NCLEX-PN
Nclex PN Questions and Answers
1. A 51-year-old client with amyotrophic lateral sclerosis (Lou Gehrig disease) is admitted to the hospital because his condition is deteriorating. The client tells the nurse that he wants a do-not-resuscitate (DNR) order. The nurse should provide the client with which information?
- A. Oral consent is not sufficient, and the client's request will be honored by all healthcare providers.
- B. Consent must be obtained from the family.
- C. The DNR request should be discussed with the healthcare provider, who will write the order.
- D. The healthcare provider makes the final decision about a DNR request.
Correct answer: C
Rationale: When a client requests a DNR order, the nurse should contact the healthcare provider so that the provider may discuss the request with the client. A DNR order should be written, not verbal, following agency and state guidelines. Therefore, the correct answer is that the DNR request should be discussed with the healthcare provider, who will write the order. Option A is incorrect as oral consent is not sufficient for a DNR order. Option B is incorrect because the client, not the family, has the authority to request a DNR order. Option D is incorrect because the healthcare provider discusses the request with the client but does not make the final decision.
2. A nurse in a medical-surgical unit overhears the nursing staff openly discussing a client and stating that the client is uncooperative and a real pain to care for. The nurse would most appropriately manage this issue by taking which action?
- A. Leaving articles about judgmental opinions in the nurses' report room
- B. Reporting the nurses' comments to administration
- C. Discouraging the judgmental comments
- D. Ignoring the comments made about the client
Correct answer: C
Rationale: Nurses must discuss clients in a professional manner and avoid using judgmental language such as 'uncooperative' or 'difficult.' When such comments and language are discouraged, fewer comments will be made. Ignoring the comments is an inappropriate option because the concern will not be addressed. Leaving articles about judgmental opinions in the nurses' report room indirectly addresses the issue, but there is no guarantee that the staff will read them. Reporting the nurses' comments to administration does not directly address the issue. The best approach for the nurse is to discourage judgmental comments directly with the staff members. Since this action is not provided in the options, discouraging judgmental comments is the most appropriate way to manage this concern.
3. While documenting on a paper form, the nurse realizes they have made a mistake writing the progress note. What should the nurse do?
- A. Use a black marker to fully cover up the mistake.
- B. Do not make any changes to the progress note but explain later in the note that a mistake was made and note what should have been written.
- C. Use whiteout to cover over the mistake and write over it.
- D. Inform the client about the mistake and offer to provide a corrected copy.
Correct answer: B
Rationale: In the scenario described, it is essential for the nurse not to alter the original progress note. Option B is the correct course of action as it maintains the integrity of the documentation while acknowledging the error for transparency and accuracy. Using a black marker (Option A) or whiteout (Option C) can be seen as an attempt to conceal the mistake, which is not in line with professional standards. Option D is incorrect because the mistake should be addressed within the documentation itself, not by informing the client directly about it.
4. A client asks a nurse about the procedure for becoming an organ donor. The nurse provides the client with which information?
- A. To speak with the chaplain about the psychosocial aspects of becoming a donor
- B. That this decision must be made by the next of kin at the time of the client's death
- C. That anatomic gifts must be made in writing and signed by the client
- D. To let the health care provider know about the request so that it may be documented in the client's record
Correct answer: C
Rationale: When a person wishes to become an organ donor, they need to understand that anatomic gifts must be made in writing and signed by the individual. The gift must be made by the donor themselves, typically an individual who is at least 18 years old. If the client is unable to sign, the document should be signed by another person and two witnesses. While speaking to a chaplain or informing the healthcare provider may be part of the process, the essential step is to have a written document signed by the client. Choice A is incorrect as it does not address the procedural aspect of becoming an organ donor.
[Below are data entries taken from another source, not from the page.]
PR #654, opened 2023-02-02
Update all the sequencing server packages

### LINKED ISSUE #536: Update all dependencies for the sequencing-server
There is a [security alert](https://github.com/NASA-AMMOS/aerie/security/dependabot/4) for the [sequencing-server](https://github.com/NASA-AMMOS/aerie/tree/develop/sequencing-server). We should just do a pass over [all the dependencies](https://github.com/NASA-AMMOS/aerie/blob/develop/sequencing-server/package.json) and update them to the latest versions.

cohansen:
Going to merge after the current release happens.

* **Tickets addressed:** Closes #536.
* **Review:** By commit

## Description

- Updated all the packages manually, and switched from `^` to `~`.
- Added name to data loaders to support package updates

Choice B is incorrect as the decision to make an anatomic gift is typically made by the individual themselves, not the next of kin. Choice D is incorrect as simply informing the healthcare provider is not sufficient for the procedure of becoming an organ donor; a written and signed document by the client is necessary.
5. The nurse uses prioritization to determine all of the following except:
- A. time allotment for certain tasks.
- B. appropriate interventions.
- C. treatment procedures.
- D. the need for client education.
Correct answer: C
Rationale: The correct answer is C: "treatment procedures." Prioritization in nursing involves determining the order of importance or urgency of tasks. Treatment procedures are standards of care that need to be followed as defined by the facility or nursing unit. They are not typically subject to prioritization but are mandatory based on established protocols. Time allotment for certain tasks, appropriate interventions, and the need for client education are all aspects that can be influenced by prioritization. For instance, prioritizing tasks helps in managing time effectively, selecting the most suitable interventions, and identifying the necessity for client education as part of the care plan.